The Philippine’s 50-kg-class microsatellite “DIWATA-1” has been received. DIWATA-1 will be released from Kibo this spring.

Last Updated: February 3, 2016

On January 13, 2016, a 50-kg-class microsatellite called "DIWATA-1" (meaning "fairy" in Filipino) was handed over to JAXA. This satellite was co-developed by the Department of Science and Technology (DOST) of the Republic of Philippines, University of the Philippines, Hokkaido University, and Tohoku University.

The release of a 50-kg-class satellite using the JEM Small Satellite Orbital Deployer (J-SSOD) from the ISS Japanese Experiment Module (“Kibo”) will mark the first time ever.

The Philippine government sponsored the development and launch of the satellite, while its deployment from Kibo will be conducted under a paid-utilization contract between JAXA and Tohoku University.

chick to enlarge

Officials shake hands during the press conference (January 13)

According to DOST, DIWATA-1 is the first microsatellite owned by the Philippine government involving Filipino engineers in its development. The satellite is intended to observe Earth, monitor climate changes, and develop human resources. Tohoku University and Hokkaido University each welcomed the reception of Filipino students and researchers. As such, DIWATA-1 was co-built in Japan by Japanese and Filipino engineers, whereas Tohoku University technically supported its satellite bus, and Hokkaido University supported the development of such payload as a mission sensor.

The most noteworthy feature of the DIWATA-1 mission is Japan’s contribution to the Philippines’ national project by offering the opportunity to use Kibo. While Japanese universities develop human resources through the development of hardware, as Japan is the only country in Asia participating in the ISS, JAXA offers an opportunity to demonstrate the mission in space to share part of the advances made in science and technology in the Philippines.

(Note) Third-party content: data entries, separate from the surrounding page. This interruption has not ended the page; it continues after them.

Issue #85, opened 2016-03-14
BigQuery Schema Page: Table style issues


mtlynch:
On the BigQuery Schema page, there are a few style issues. See here:

https://mtlynch.github.io/m-lab.github.io/data/bq/legacymigration/

1. The tables are too wide and use an unnecessary amount of empty space
1. The tables don't have sufficient padding/margins separating them from subsequent text:
![image](https://cloud.githubusercontent.com/assets/7783288/13753475/7c0e72c0-e9e9-11e5-8b00-e1405df3baa9.png)

(1) might be an issue that's unique to this page, so it's fine if the change only applies to that page. (2) is probably something we want to fix globally.

PR #91, opened 2016-03-14
Bug - Data Table Styling

shredtechular:
This PR is for some tables styling fixes that @mtlynch identified in https://github.com/m-lab/m-lab.github.io/issues/85.  You can see the fixes in action on my fork [here](http://shredtechular.github.io/m-lab.github.io/data/bq/schema/).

According to DOST, the Philippines is working to establish their own space agency toward the Asia-Pacific Regional Space Agency Forum (APRSAF) to be held later this year in the Philippines. Thus, this year will be memorable in terms of space development in the Philippines.

Prior to the press conference, a technological review was conducted on DIWATA-1.

Left: DIWATA-1 Right: satellite install case for J-SSOD 50-kg class

Logos of participating organizations
(From left, University of the Philippines, Tohoku University, Hokkaido University, Philippines Department of Science and Technology)

Having completed its final review, DIWATA-1 was housed in the satellite install case and shipped out to the United States on January 18.

After arriving in the U.S., DIWATA-1 will be delivered to NASA and launched by a U.S. commercial cargo vehicle. Its release from Kibo is scheduled by around May.